MANİSASPOR DA DÜŞTÜ!


Bu haftaki Karabükspor mağlubiyetinin ardından düşmesi kesinleşen ilk takım Ankaragücü oldu. Ligin ilk haftalarından beri zaten beklenen bu gelişme sürpriz değil tabi ama benim düşünceme göre bu hafta, düşen 2. takım da (matematiksel olarak kesinleşmese de) belli oldu. Hayati önem taşıyan maçta, kendi sahasında karşılaştığı direkt rakibi Gaziantepspor önünde hiçbir varlık gösteremeyen Manisaspor'u da bu saatten sonra Ankaragücü ile birlikte Bank Asya'da düşünebiliriz. 

Puan durumuna bakıldığında bu tip kesin söylemler için henüz çok erken gibi gelebilir ama oynan(amay)an futbol,  şehirdeki hava, tribünlerin desteğini çekmesi, rakipleri ile arasındaki tutku farkı vs. herşeyi anlatıyor.


İşlerin bu raddeye gelmesi gerçekten inanılmaz çünkü ligin 12. haftası bittiğinde bu takım liderin sadece 3 puan gerisinde ve 3. sıradaydı! Takımı çok iyi tanıyan Kemal Özdeş yönetiminde, özellikle konrataklarda çok etkili olan tehlikeli bir ekip izlenimi vardı. Henüz katkı alınamayan Makukula/Kahe gibi silahların da katılımıyla daha da iyi olabilecekleri düşünülüyordu. O silahlar hiçbir zaman katkı veremedi ve son 6 haftaya gelindiğinde Makukula'nın artık şapkadan tavşandan çok daha fazlasını çıkarması lazım.

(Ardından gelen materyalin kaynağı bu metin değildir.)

PR #4731, opened 2021-02-23
Fix possible lose of error with mapMPar

### LINKED ISSUE #4514: With two `mapMPar`s in a row, possible to lose an error
Code to reproduce:
```
"it should not show interrupted exception" in {
      def maybeError(i: Int) = {
        if (Math.random() < 0.3) {
          throw new AssertionError("Bad luck")
        }
        i
      }
      for (i <- 1 to 100) {
        try {
          unsafeRun(
            ZStream
              .fromIterable(1 to 100)
              .mapMPar(20)(i => Task(maybeError(i)))
              .mapMPar(20)(i => Task(maybeError(i)))
              .runCollect)
        } catch {
          case e =>
            if (!e.getMessage.contains("Bad luck")) {
              throw e
            } else {
              println("OK")
            }
        }
      }
    }
```

If you run above code, you see `OK` printed a couple of times but at some point you get an InterruptedException instead. 
It seems like the parent thread catches the exception from the child (the assertion error in this case) and decides to stop other children. As a result some children throw InterruptedException and sometimes that is bubbled up instead of the root cause, i.e., the assertion error in this case.

luis3m:
Close #4514


luis3m:
I'm going to update this PR, I just realized the order of the error is not preserved.

iravid:
Thanks @luis3m super useful!

luis3m:
@iravid PR updated.

luis3m:
Looking why JVM hangs

luis3m:
@iravid this is finally ready for review.

jdegoes:
@iravid Ping!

Aslında sezonun ilk önemli olumsuz gelişmesi Galatasaray'da yıllarca beklenen patlamayı Manisaspor'da yapan Mehmet Güven'in ciddi sakatlığıydı. Orta sahanın defansif yükünü Yiğit İncedemir ile birlikte çeken Mehmet Güven'in ciddi sakatlığı sonrası forma Nizamettin'e kaldı. O da aynı oranda beklentileri karşılayamadı.

Defansif anlamda durum bu iken topu hücuma taşıma işi ise sadece 36 yaşındaki Murat Erdoğan'ın ayağına bakıyordu. Bu yaştaki bir adam için Murat aslında beklenenden çok daha fazlasını yaptı. İlk yarıda tam bir Veron'luk yapan Murat'ın pili (doğal olarak) 2.yarıda tamamen bitti. Murat Erdoğan'a Veron benzetmesi yapmamın tek nedeni fiziksel benzerlik değil. Hatırlarsınız 2010 dünya kupası grup maçlarında önüne geleni perişan eden Arjantin orta sahasının en büyü kozu herkesin bitti gözüyle baktığı 35 yaşındaki Veron idi. Grup maçlarında döktüren Veron takımı elemelere kadar taşımış, fakat elemelerde aynen Murat'ın yaşadığı düşüşe paralel bir düşüş yaşamış ve Arjantin 'in onun üzerine kurulu sistemi de onun yokluğunda çökmüştü. Sene başında futbolu bıraktığını açıklamasına rağmen yalvar yakar döndürülen ve ilk yarıda çok kritik gollere imza atan, takımı ileri taşıyan Murat 'ın katkısı da 2. yarıda bıçak gibi kesilince Manisaspor aynen Arjantin gibi ligin sonunda tepetaklak oldu.

Defans hattı zaten hep rezaletti. Kalecisi bence ligin en az güven veren kalecisi. 3-5 maçta bir iyi refleksleriyle süper bir maç çıkarıp sonra üstüste net hatalar yapıp takımı yakabilen bir isim. Akaminko ve Klukowski lig ortalamasının çok altında. Keza sakatlanana kadar banko oynayan Hüseyin Tok da öyle. Defans hattında vasat üzeri tek isim Ömer Aysan ama o da sonuçta Ramos değil ve psikolojik zayıflığıyla takıma kolayca ayak uydurabiliyor.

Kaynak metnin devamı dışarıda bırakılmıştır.